(The data begins)

PR #38, opened 2021-09-27
Replaceability of external components

tobru:
## Checklist

- [X] Try to isolate changes into separate PRs (to build a better changelog).
- [X] Categorize the PR by setting a good title and adding one of the labels:
      `change`, `decision`, `requirement/quality`, `requirement/functional`, `dependency`
      as they show up in the changelog

PR #68, opened 2021-11-11
Add how-to page to override namespace quota

ccremer:
Updates user documentation with the introduction of https://github.com/appuio/component-appuio-cloud/pull/38

## Checklist

### DIFF
--- a/docs/modules/ROOT/pages/how-to/day2ops/override-namespace-quota.adoc
+++ b/docs/modules/ROOT/pages/how-to/day2ops/override-namespace-quota.adoc
@@ -1,0 +1,48 @@
+= Override Namespace Quota
+
+This guide describes how a cluster admin can override the namespace/project quota for an organization in a single {zone}.
+
+== Prerequisites
+
+* Administrator access to the {zone}
+
+== Steps
+
+=== Method 1: Configure in cluster catalog
+
+This method uses the https://hub.syn.tools/appuio-cloud/references/parameters.html#_namespacequotaoverrides[component parameters] to generate and maintain the `ConfigMaps` for the overrides.
+
+. Configure component per {zone}:
++
+[source,yaml]
+----
+parameters:
+  appuio_cloud:
+    namespaceQuotaOverrides:
+      example-company: 50 <1>
+----
+<1> The organization `example-company` can now have 50 namespaces
+
+. Compile and push the cluster catalog
+
+NOTE: ArgoCD will overwrite any existing `ConfigMaps` that may have been created manually.
+
+=== Method 2: Create ConfigMap manually
+
+The override is active as soon as you create a `ConfigMap` for the organization.
+
+[source,yaml]
+----
+kind: ConfigMap
+apiVersion: v1
+metadata:
+  namespace: appuio-cloud <1>
+  name: override-example-company <2>
+data:
+  namespaceQuota: '50' <3>
+----
+<1> The namespace in which the component is installed.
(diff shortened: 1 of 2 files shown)


docs/modules/ROOT/pages/how-to/day2ops/override-namespace-quota.adoc
```diff
@@ -0,0 +1,46 @@
...
+
+== Prerequisites
+
+* Administrator access to the {zone}
+
+== Steps
+
+=== Method 1: Create ConfigMap manually
+
+The override is active as soon as you create a config map for the organization, but only for the next namespaces to be created.
```
simu, line 13:
```suggestion
The override is active as soon as you create a `ConfigMap` for the organization.
```

I'm not sure the second part of the sentence is required at all, it should be obvious to a cluster admin that such a change won't retroactively allow namespaces to have been created in the past (unless I'm misunderstanding what you wanted to say with the second part).

docs/modules/ROOT/pages/how-to/day2ops/override-namespace-quota.adoc
```diff
@@ -0,0 +1,46 @@
...
+  namespace: appuio-cloud <1>
+  name: override-example-company <2>
+data:
+  namespaceQuota: '50' <3>
+----
+<1> The namespace in which the component is installed.
+<2> The name follows the pattern `override-?` where `?` is the organization name as defined in `appuio.io/organization` annotation.
+<3> Set the new quota (as a string).
+
+TIP: `oc -n <namespace> create cm override-<org> --from-literal=namespaceQuota=10`
```
simu, line 29:
```suggestion
TIP: You can use `oc -n <namespace> create cm override-<org> --from-literal=namespaceQuota=10` to create an appropriate `ConfigMap` with a single command.
```

docs/modules/ROOT/pages/how-to/day2ops/override-namespace-quota.adoc
```diff
@@ -0,0 +1,46 @@
...
+
+=== Method 2: Configure in cluster catalog
```
simu, line 31: It would be nice to explicitly document what happens when I configure a ConfigMap via the cluster catalog which already exists on the system. I assume that ArgoCD will just adopt and update the existing ConfigMap in that case.

Also, I think we should promote doing such configurations via the cluster catalog as the first method.

simu (changes requested):

docs/modules/ROOT/pages/how-to/day2ops/override-namespace-quota.adoc
ccremer: First part: I agree.
Second: In https://github.com/appuio/component-appuio-cloud/pull/38 we discussed that neither approach is actually preferred. Configuring it via Commodore is a method that should be replaced later with a better APPUiO-native mechanism

simu (approved):

docs/modules/ROOT/pages/how-to/day2ops/override-namespace-quota.adoc
```diff
@@ -0,0 +1,48 @@
...
+
+== Prerequisites
+
+* Administrator access to the {zone}
+
+== Steps
+
+=== Method 1: Configure in cluster catalog
+
+This method uses the component parameters to generate and maintain the `ConfigMaps` for the overrides.
```
tobru, line 13: Maybe link to the component (docs) for reference?

tobru (approved):

bastjan (approved):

(The data ends)

== Exercise brief ==
Only the lines from the beginning of the entries through the line bearing "- [X] Categorize" should be returned, each exactly as written.

== Answer area ==
PR #38, opened 2021-09-27
Replaceability of external components

tobru:
## Checklist

- [X] Try to isolate changes into separate PRs (to build a better changelog).
- [X] Categorize the PR by setting a good title and adding one of the labels:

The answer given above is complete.